Temp3pm: Temperature (degrees C) at 3 p.m. RainToday: Integer 1 if precipitation (in millimeters) in the 24 h to 9 a.m. exceeds 1 mm, otherwise 0
RISK_MM: The continuous target variable; the amount of rain recorded during the next day
RainTomorrow: The binary target variable whether it rains or not during the next day
write.csv(weather, file = "weather.csv")
set.seed(123)
wd <- read.csv(url("https://raw.githubusercontent.com/josephsimone/DATA607/master/weather.csv"), header = TRUE, sep = ",", stringsAsFactors = TRUE)
dim(wd)
## [1] 366 24
wd <- wd[complete.cases(wd),]
wd <- subset(wd, select = -c(Date, Location, RISK_MM, RainTomorrow, RainToday, WindDir9am, WindDir3pm))
wd <- wd%>%
select(Rainfall, everything())
\(H_\theta:\) Given Minimum Temperature, can you predict the amount of Rainfall for that day ? \(H_A:\) One cannot predict the amount of Rainfall in a day, given the Minimum Temperature. ### Scatter Plot
scatter.smooth(x=wd$Rainfall, y=wd$MinTemp, main="")
par(mfrow=c(1, 2))
boxplot(wd$Rainfall, main="Rainfall", sub=paste("Outlier rows: ", boxplot.stats(wd$Rainfall)$out))

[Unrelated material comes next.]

PR #1458, opened 2020-05-03
pre-reqs for honda bosch longitudinal control

gregjhogan:
updates to support longitudinal control without radar on honda bosch
* switch `radarOffCan` checks to be either fingerprint check or `openpilotLongitudinalControl` check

boxplot(wd$MinTemp, main="MinTemp", sub=paste("Outlier rows: ", boxplot.stats(wd$MinTemp)$out))
par(mfrow=c(1, 2))
plot(density(wd$Rainfall), main="Density Plot: Rainfall", ylab="Frequency", sub=paste("Skewness:", round(e1071::skewness(wd$Rainfall), 2)))

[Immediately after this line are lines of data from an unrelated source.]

PR #1459, opened 2020-05-03
honda bosch disable radar

gregjhogan:
the following steps disable the radar:
* enter extended diagnostic session
* send communication control message for disable tx and rx with suppress response bit
* send tester present with suppress response bit periodically to keep radar silent
  (radar wakes back up if it doesn't get a tester present message for a few seconds)

disabling an ecu in this manner is not unique to honda

### DIFF
--- a/selfdrive/car/disable_ecu.py
+++ b/selfdrive/car/disable_ecu.py
@@ -1,0 +1,38 @@
+#!/usr/bin/env python3
+import traceback
+
+import cereal.messaging as messaging
+from selfdrive.car.isotp_parallel_query import IsoTpParallelQuery
+from selfdrive.swaglog import cloudlog
+
+EXT_DIAG_REQUEST = b'\x10\x03'
+EXT_DIAG_RESPONSE = b'\x50\x03'
+COM_CONT_REQUEST = b'\x28\x83\x03'
+COM_CONT_RESPONSE = b''
+
+def disable_ecu(ecu_addr, logcan, sendcan, bus, timeout=0.1, retry=5, debug=False):
+  print(f"ecu disable {hex(ecu_addr)} ...")
+  for i in range(retry):
+    try:
+      # enter extended diagnostic session
+      query = IsoTpParallelQuery(sendcan, logcan, bus, [ecu_addr], [EXT_DIAG_REQUEST], [EXT_DIAG_RESPONSE], debug=debug)
+      for addr, dat in query.get_data(timeout).items():
+        print(f"ecu communication control disable tx/rx ...")
+        # communication control disable tx and rx
+        query = IsoTpParallelQuery(sendcan, logcan, bus, [ecu_addr], [COM_CONT_REQUEST], [COM_CONT_RESPONSE], debug=debug)
+        query.get_data(0)
+        return True
+      print(f"ecu disable retry ({i+1}) ...")
+    except Exception:
+      cloudlog.warning(f"ecu disable exception: {traceback.format_exc()}")
+
+  return False
+
+
+if __name__ == "__main__":
+  import time
+  sendcan = messaging.pub_sock('sendcan')
+  logcan = messaging.sub_sock('can')
+  time.sleep(1)
+  disabled = disable_ecu(0x18DAB0F1, logcan, sendcan, 1, debug=False)
+  print(f"disabled: {disabled}")
--- a/selfdrive/car/honda/carcontroller.py
+++ b/selfdrive/car/honda/carcontroller.py
@@ -5,7 +5,7 @@ from selfdrive.controls.lib.drive_helpers import rate_limit
 from common.numpy_fast import clip, interp
 from selfdrive.car import create_gas_command
 from selfdrive.car.honda import hondacan
-from selfdrive.car.honda.values import CruiseButtons, CAR, VISUAL_HUD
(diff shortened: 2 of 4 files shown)


gregjhogan:
looking for feedback ... I split this up between controlsd and carcontroller because:
* the initial disabling is similar to reading the VIN (request/response)
* the periodic message to keep it disabled is much simpler (fire and forget) and I would think we want as much as possible in the car specific interface

this doesn't feel great, is there a better approach? once the approach is agreed upon we can clean up things like the hard-coded CAN addr, etc...

gregjhogan:
we probably also need something that detects if the radar wakes back up which would disable openpilot

csouers:
> we probably also need something that detects if the radar wakes back up which would disable openpilot
one way to see if radar is back up is to check the counter on the radar's status frame (0x400 on bus 0 of black panda/uno). if it is different than the last time we saw it, then it must be alive. would need to setup a new can parser for that though. maybe camera outputs a connection state on the private can that we can check? is the radar's private can output totally silent with the disable?

csouers:
> we probably also need something that detects if the radar wakes back up which would disable openpilot

one way to see if radar is back up is to check the counter on the radar's status frame (0x400 on bus 0 of black panda/uno). if it is different than the last time we saw it, then it must be alive. would need to setup a new can parser for that though. maybe camera outputs a connection state on the private can that we can check? is the radar's private can output totally silent with the disable?

csouers:
bit 21 on 0x374 (f-can) goes high exclusively with the radar disconnected. I had an acc fault even after the reconnection and the bit went back low again after the reconnect. just a status bit for the control frames? is this bit low with op long?

gregjhogan:
we should be able to pick any radar message addr on the ACC bus that comes from the radar and ensure it is not present (ignoring the data)

I wish this all fit better into radard/radar_interface, but that is a lot more complicated if you want to prevent openpilot from sending any messages that the radar sends until after the radar is shut off

selfdrive/car/disable_ecu.py
```diff
@@ -0,0 +1,38 @@
...
+from selfdrive.car.isotp_parallel_query import IsoTpParallelQuery
+from selfdrive.swaglog import cloudlog
+
+EXT_DIAG_REQUEST = b'\x10\x03'
+EXT_DIAG_RESPONSE = b'\x50\x03'
+COM_CONT_REQUEST = b'\x28\x83\x03'
+COM_CONT_RESPONSE = b''
+
+def disable_ecu(ecu_addr, logcan, sendcan, bus, timeout=0.1, retry=5, debug=False):
+  print(f"ecu disable {hex(ecu_addr)} ...")
```
pd0wm, line 14: change prints to cloudlog or remove them if only needed for testing

selfdrive/car/honda/carcontroller.py
```diff
@@ -144,6 +144,12 @@ def update(self, enabled, CS, frame, actuators, \
     # Send CAN commands.
     can_sends = []
 
+    if CS.CP.carFingerprint in HONDA_BOSCH and CS.CP.openpilotLongitudinalControl:
+      # TODO: radar disable hacked together to see if it works
+      if (frame % 10) == 0:
+        # tester present - w/ no response (keeps radar disabled)
+        can_sends.append([0x18DAB0F1, 0, b"\x02\x3E\x80\x00\x00\x00\x00\x00", 1 if CS.CP.isPandaBlack else 0])
```
pd0wm, line 151: Put radar debug addr in values.py

selfdrive/car/disable_ecu.py
```diff
@@ -0,0 +1,38 @@
+#!/usr/bin/env python3
+import traceback
+
+import cereal.messaging as messaging
+from selfdrive.car.isotp_parallel_query import IsoTpParallelQuery
+from selfdrive.swaglog import cloudlog
+
+EXT_DIAG_REQUEST = b'\x10\x03'
```
pd0wm, line 8: Use constants from panda.uds

selfdrive/car/honda/carcontroller.py
pd0wm: Use constants from panda.uds

selfdrive/controls/controlsd.py
```diff
@@ -492,6 +493,9 @@ def controlsd_thread(sm=None, pm=None, can_sock=None):
   put_nonblocking("CarParamsCache", cp_bytes)
   put_nonblocking("LongitudinalControl", "1" if CP.openpilotLongitudinalControl else "0")
 
+  if CP.openpilotLongitudinalControl and CP.safetyModel in [car.CarParams.SafetyModel.hondaBoschGiraffe, car.CarParams.SafetyModel.hondaBoschHarness]:
```
pd0wm, line 496: why not check fingerprint in HONDA_BOSCH? Instead of safety mode?

pd0wm (changes requested):

martinl:
Would it make sense to make the ISO-TP queries more generic, for example create single and recurring query functions with car specific commands and query rate configurable from values.py 

I'm asking because we plan to query one OBDII PID value for some Subaru models after fingerprinting (related to country/market specific speed unit values) and I could not find a clean way to implement this query within existing framework (https://github.com/martinl/openpilot/blob/subaru-PR-test/selfdrive/car/obd_query.py)

adeebshihadeh:
Merged in the ECU disable script in 98fedff6b1f286c28a5beb12fd40b392b1d4ce65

plot(density(wd$MinTemp), main="Density Plot: MinTemp", ylab="Frequency", sub=paste("Skewness:", round(e1071::skewness(wd$MinTemp), 2)))
polygon(density(wd$MinTemp), col="blue")
cor(wd$Rainfall, wd$MinTemp)
## [1] 0.1973385
ggpairs(data=wd, columns=1:2, title="Rainfall vs MinTemp")
linearMod <- lm(Rainfall~MinTemp, data=wd)
print(linearMod)
##
## Call:
## lm(formula = Rainfall ~ MinTemp, data = wd)
##
## Coefficients:
## (Intercept) MinTemp
## 0.3384 0.1424
summary(linearMod)
##
## Call:
## lm(formula = Rainfall ~ MinTemp, data = wd)
##
## Residuals:
## Min 1Q Median 3Q Max
## -3.314 -1.875 -0.965 -0.185 37.568
##
## Coefficients:
## Estimate Std. Error t value Pr(>|t|)
## (Intercept) 0.33842 0.38221 0.885 0.376576
## MinTemp 0.14238 0.03917 3.635 0.000323 ***
## ---
## Signif. codes: 0 '***' 0.001 '**' 0.01 '*' 0.05 '.' 0.1 ' ' 1
##
## Residual standard error: 4.212 on 326 degrees of freedom
## Multiple R-squared: 0.03894, Adjusted R-squared: 0.03599
## F-statistic: 13.21 on 1 and 326 DF, p-value: 0.0003235
lmp <- function (modelobject) {
if (class(modelobject) != "lm") stop("Not an object of class 'lm' ")
f <- summary(modelobject)$fstatistic
p <- pf(f[1],f[2],f[3],lower.tail=F)
attributes(p) <- NULL
return(p)
}
lmp(linearMod)
## [1] 0.0003234825
summary(linearMod)$r.squared
## [1] 0.0389425
The correlation between the Rainfall and Minimum Temperature is very weak. In addition the \(R^2\) and \(P\) value for this Linear Model are very low.
Thereofore we reject the null hypothesis, in favor of the alternative hypothesis, you cannot predict the amount of Rainfall given the Minimum Temperature.
Weather patterns are known to be none-linear.
In the future,I would like to include more variables than the Maximum Temperature to predict the null hypothesis.